Issue #1578, opened 2020-06-27
Can't ignore an unknown acronym only when it's written in upper case


vadz:
I have a lot of occurrences of the word [SEH](https://en.wikipedia.org/wiki/Structured_Exception_Handling) in my code and I'd like codespell to leave it alone, but this doesn't seem to work, using neither `-I` nor `-L` option, e.g.:
```
% echo SEH | codespell -L SEH -
1: SEH
        SEH ==> SHE
```

The problem seems to be the case, i.e. if I use `-L seh`, it does recognize "SEH", but I'd prefer not to have to do it, as "seh" is much more likely to be a misspelling of "she" than anything else -- "SEH" itself is always written in upper case.

I'm not sure if it's the same as #1128, as it happens for camel case identifier there, while my problem doesn't seem to be related to camel case (or an identifier, for that matter, as the problematic acronym only occurs inside comments), sorry in advance if it's the same bug and so an already known problem.

peternewman:
Hi @vadz ,

Currently codespell is case-insensitive, so as per the readme:
https://github.com/codespell-project/codespell/blob/master/README.rst

> The -I flag can be used for a list of certain words to allow that are in the codespell dictionaries. The format of the file is one word per line. Invoke using: codespell -I path/to/file.txt to execute codespell referencing said list of allowed words. Important note: The list passed to -I is case-sensitive based on how it is listed in the codespell dictionaries.

So you need to use `-L seh`.

Our dictionary checking needs to be case-insensitive because for example a C define is normally written in upper case so we'd want to catch `SPELING` as being an error without the dictionary needing to have both speling AND SPELING in it. I guess we could theoretically make the ignores match the case of the word in the code, but if you're using a term which codespell thinks is a typo you might have it as a define in capitals, a variable and possible also in camel case, so I think it would get rather complicated. I'll leave this open though, as it is different to the camel case request and another possible feature request.

Holzhaus:
I have the same problem. I want to exclude `InOut`, but not `inout` (because that's possibly a typo and supposed to say `input`). Is there some way?

Holzhaus:
How about filtering matches after looking them up in the dictionary?

peternewman:
> I have the same problem. I want to exclude `InOut`, but not `inout` (because that's possibly a typo and supposed to say `input`). Is there some way?

So you want to do it based on the case of the typo?

Currently `-x FILE, --exclude-file FILE` would be your only option.

[...]

PR #2049, opened 2021-08-30
Tweak --ignore-regex to ignore consecutive matches

peterjc:
Consider this example for ignoring 2 or 3 letter upper case words (typical of acronyms):

```
codespell --ignore-regex '\W([A-Z]{2,3})\W'
```

If there are two consecutive matches in a string like "text TE OTU text" only one gets removed - the problem is the space needs to be used twice, the end of `` TE `` and the start of `` OTU `` as the second but overlapping regex match.

Cross reference #1578.


peternewman (changes requested):
That makes sense thanks @peterjc .

Please can you add some tests for it so we won't regress in future (even if we change to a different workaround).

peterjc:
I wasn't sure if this change was in the spirit of the original regex implementation, but since you like the idea, I agree a test or two is a good idea.

peterjc:
(I would suggest doing a squash-merge since the commit history is less than ideal; I was lazy and did this via the GitHub editor which makes trailing whitespace too easy)

peterjc:
I've tested this locally now:

```
$ codespell flag.txt 
flag.txt:1: TE ==> THE, BE, WE, TO
flag.txt:1: OTU ==> OUT
$ codespell --ignore-regex '\W([A-Z]{2,3})\W' flag.txt 
$ codespell --ignore-regex "\W([A-Z]{2,3})\W" flag.txt 
$ codespell --ignore-regex="\W([A-Z]{2,3})\W" flag.txt 
$ codespell --ignore-regex='\W([A-Z]{2,3})\W' flag.txt 
$ codespell --ignore-regex \W([A-Z]{2,3})\W flag.txt 
-bash: syntax error near unexpected token `('
$ codespell --ignore-regex=\W([A-Z]{2,3})\W flag.txt 
-bash: syntax error near unexpected token `('
```

Looks like the protective quotes are being lost somewhere in the test framework...

peterjc:
Solved, rather than doing what works at the command line, I needed to match what Python receives from the command line.

Also rebased for a clearer history.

━━━━━━━━━━━━━━━━

» **Problem requirements**
Only lines of the material that contain the word "InOut" belong in the answer; copy each one.

» **Output of the task**
I have the same problem. I want to exclude `InOut`, but not `inout` (because that's possibly a typo and supposed to say `input`). Is there some way?
> I have the same problem. I want to exclude `InOut`, but not `inout` (because that's possibly a typo and supposed to say `input`). Is there some way?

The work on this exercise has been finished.